* [Saved entries]
════════════════════

PR #84, opened 2022-01-22
Add + and _ support for BigInt initialization, closes #52

### LINKED ISSUE #52: Support more characters for initializing a `BigInt` from a string
Analogous to `-` for negative numbers, we could also support a leading `+`, which would be ignored. Another thing that would be nice is supporting `_` (which also get ignored), akin to normal int literals:
```nim
let a = initBigInt("+10_000_000_000")
```

dlesnoff:
We can now initialize a BigInt with a number whose digits are separated by `'_'`. There is also a support for `'+'` symbol in front of the number. If the number has an incorrectly placed `'_'`, raises a `ValueError`.
Closes #52.
Right now, the code uses two more imports sequtils and strutils. sequtils import might be removed. In this case, we need to remove the line with filterIt that removes `_` and uses a while iteration. Drawback : we need to use a var statement instead of a let statement.


src/bigints.nim
```diff
@@ -910,9 +910,44 @@ func initBigInt*(str: string, base: range[2..36] = 10): BigInt =
...
+    discard
+  of 'a'..'z':
+    discard
+  of 'A'..'Z':
+    discard
+  else:
+    raise newException(ValueError, "The digit has not been recognized: " & str[0])
+  
+  # We check positions of '_' inside str
+  let posFirstSeparator = str[first..str.high].find('_')
```
dlesnoff, line 931: This find could be replaced by a for loop if we do not want to import strutils.

src/bigints.nim
```diff
@@ -910,9 +910,44 @@ func initBigInt*(str: string, base: range[2..36] = 10): BigInt =
...
+  of '+':
+    first = 1
+  of '_':
+    raise newException(ValueError, "A number can not begin with an '_'")
+  of '0'..'9':
+    discard
+  of 'a'..'z':
+    discard
+  of 'A'..'Z':
+    discard
```
dlesnoff, line 926: We could replace these three cases by:
```
of HexDigits:
  discard
```
if we agree to import strutils.

src/bigints.nim
```diff
@@ -910,9 +910,44 @@ func initBigInt*(str: string, base: range[2..36] = 10): BigInt =
...
+
+  if withSeparator:
+    for i in posFirstSeparator + 1 .. str.len - 1:
+      if str[i] == '_' and i mod 4 != (posFirstSeparator + first) mod 4:
+        raise newException(ValueError, "An underscore '_' has not been placed every three digits" & $i & ' ' & $posFirstSeparator & ' ' & $first)
+      if str[i] != '_' and i mod 4 == (posFirstSeparator + first) mod 4:
+        raise newException(ValueError, "There is a missing underscore '_' that should have been placed every three digits " & $i & ' ' & $posFirstSeparator)
+    if str[^1] == '_':
+      raise newException(ValueError, "Underscore should not be placed at the end of the string")
+  let str = str.filterIt(it != '_')
```
dlesnoff, line 950: Needs sequtils

tests/tbigints.nim
```diff
@@ -19,6 +19,7 @@ proc main() =
     let d = -123456789012345678.initBigInt
     doAssert $d == "-123456789012345678"
 
+
```
konsumlamm, line 22:
```suggestion
```
Why?

tests/tbigints.nim
```diff
@@ -31,6 +32,58 @@ proc main() =
     let h = 1234567.initBigInt
     let i = h.initBigInt
     doAssert $h == $i
+  
+    block:
```
konsumlamm, line 36: We should also test `"-".initBigInt` and `"+".initBigInt` (those currently fail I think).

tests/tbigints.nim
```diff
@@ -31,6 +32,58 @@ proc main() =
...
+
+    block:
+      # Wrong formatting of numbers should raise a ValueError
+      doAssertRaises(ValueError): discard "1_2_345_678".initBigInt
+      doAssertRaises(ValueError): discard "_123_345_678".initBigInt
+      doAssertRaises(ValueError): discard "_12_3_345_678".initBigInt
+      doAssertRaises(ValueError): discard "123_345_678_".initBigInt
+      doAssertRaises(ValueError): discard "123_345_67_8".initBigInt
+      doAssertRaises(ValueError): discard "12_33_45_67".initBigInt
+      doAssertRaises(ValueError): discard "123_345_678912".initBigInt
```
konsumlamm, line 85: I don't think e.g. `"12_33_45_67".initBigInt` should be disallowed. First of all, it's also allowed for normal integer literals (which I think should be a guiding design for this). It also has valid use cases, especially with binary/hexadecimal, when you want to group specific bits/bytes. And apart from that, it makes the implementation more complex, with basically no gain.

src/bigints.nim
```diff
@@ -910,9 +910,44 @@ func initBigInt*(str: string, base: range[2..36] = 10): BigInt =
...
 
-  if str[0] == '-':
+  case str[0]
+  of '-':
     first = 1
     neg = true
+  of '+':
+    first = 1
+  of '_':
+    raise newException(ValueError, "A number can not begin with an '_'")
```
konsumlamm, line 920:
```suggestion
    raise newException(ValueError, "A number can not begin with _")
```

src/bigints.nim
```diff
@@ -910,9 +910,44 @@ func initBigInt*(str: string, base: range[2..36] = 10): BigInt =
...
+  of '0'..'9':
+    discard
+  of 'a'..'z':
+    discard
+  of 'A'..'Z':
+    discard
+  else:
+    raise newException(ValueError, "The digit has not been recognized: " & str[0])
```
konsumlamm, line 928: These checks should be after checking for `-`/`+`, since now, e.g. `+_42` isn't catched by this.

src/bigints.nim
konsumlamm, line 950: We should just ignore any underscores, except when they're at the start or the end.

konsumlamm: That creates a new string, I think it would be better to just skip the underscores while parsing.

src/bigints.nim
dlesnoff: This is catched by the second case of statement, but +@42 isn’t catched by this indeed.

tests/tbigints.nim
dlesnoff: I added these tests, and strangely those not fail. I have to add two if-else clause !

tests/tbigints.nim
dlesnoff: I misunderstood the normal integer design. I will adapt my code.

dlesnoff:
I fear I will have to make a copy. Only way to avoid this would be either to check first for _ in the block considered in the accumulator, or to decrease size after making it immutable.

konsumlamm (commented):
I think you might be right that we need to filter the input string first in the case that `base` is not a power of 2, since the first inner for loop uses the fact that the number of digits is known to avoid a multiplication in each step.

However, it should be possible to do the filtering in-place, by moving the non-underscore blocks together, so that no additional string is allocated (remember, strings are mutable). If the string has no underscores, this should just be a linear traversal.

src/bigints.nim
```diff
@@ -954,9 +954,28 @@ func initBigInt*(str: string, base: range[2..36] = 10): BigInt =
...
+  of '_':
+    raise newException(ValueError, "A number can not begin with _")
+  of '0'..'9':
+    discard
+  of 'a'..'z':
+    discard
+  of 'A'..'Z':
+    discard
+  else:
+    raise newException(ValueError, "Unrecognized digit: " & str[0])
```
konsumlamm, line 976:
```suggestion
  else:
    discard
  if str[first] == '_':
    raise newException(ValueError, "A number can not begin with _")
```
Otherwise the `+_1` test fails.

src/bigints.nim
```diff
@@ -961,6 +961,16 @@ func parseDigit(c: char, base: uint32): uint32 {.inline.} =
   if result >= base:
     raise newException(ValueError, "Invalid input: " & c)
 
+func filterUnderscores(str: var string) =
```
konsumlamm, line 964:
```suggestion
func filterUnderscores(str: var string) {.inline.} =
```
This probably gets inlined anyway, but better be explicit about it.

dlesnoff:
The PR should now pass the tests.
For now, I make a copy only in latter case and used your function to do the in-place filtering of underscores.
I think there is some variable (the accumulator, I do not know anymore what I meant in my last comment ?) whose value can be decreased, to not output a zero, when an underscore is met.

src/bigints.nim
```diff
@@ -989,33 +1012,38 @@ func initBigInt*(str: string, base: range[2..36] = 10): BigInt =
...
     result.normalize()
   else:
+    var str = str
+    filterUnderscores(str)
     let d = initBigInt(base ^ size)
     for i in countup(first, str.high, size):
       var num = 0'u32 # the accumulator in this block
       if i + size <= str.len:
         # iterator over a block of length `size`, so we can use `d`
         for j in countup(i, min(i + size - 1, str.high)):
```
konsumlamm, line 1034:
```suggestion
        for j in countup(i, i + size - 1):
```
I just noticed that the `min` is unnecessary here, since we check `i + size <= str.len`.

konsumlamm:
The issue is that `unsignedAdditionInt(result, result * d, num)` relies on the `for`-loop before running exactly `size` times (otherwise we couldn't use the precomputed `d`). We could just always run the other `for`-loop, but that computes a new `BigInt` (`mul`) instead. A way to avoid extra allocations would be to count the underscores to iterate over exactly `size` non-underscore chars. However, I think that can be done in a future PR, if it is deemed necessary.

konsumlamm (approved):

konsumlamm:
@narimiran what do you think?

dlesnoff:
@narimiran Can we merge this PR ? Still no opinion about our question ?

PR #85, opened 2022-01-22
Make `inc`/`dec` take an `int`

konsumlamm:
Also add doc comments for `succ`/`pred`. Supersedes #79.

════════════════════

* [INSTRUCTIONS FOR THE TASK] Exactly repeat the lines from the line that contains "our question ?" to the end of the entries, both included, and leave out all other lines.

* [TASK OUTPUT]
@narimiran Can we merge this PR ? Still no opinion about our question ?

PR #85, opened 2022-01-22
Make `inc`/`dec` take an `int`

konsumlamm:
Also add doc comments for `succ`/`pred`. Supersedes #79.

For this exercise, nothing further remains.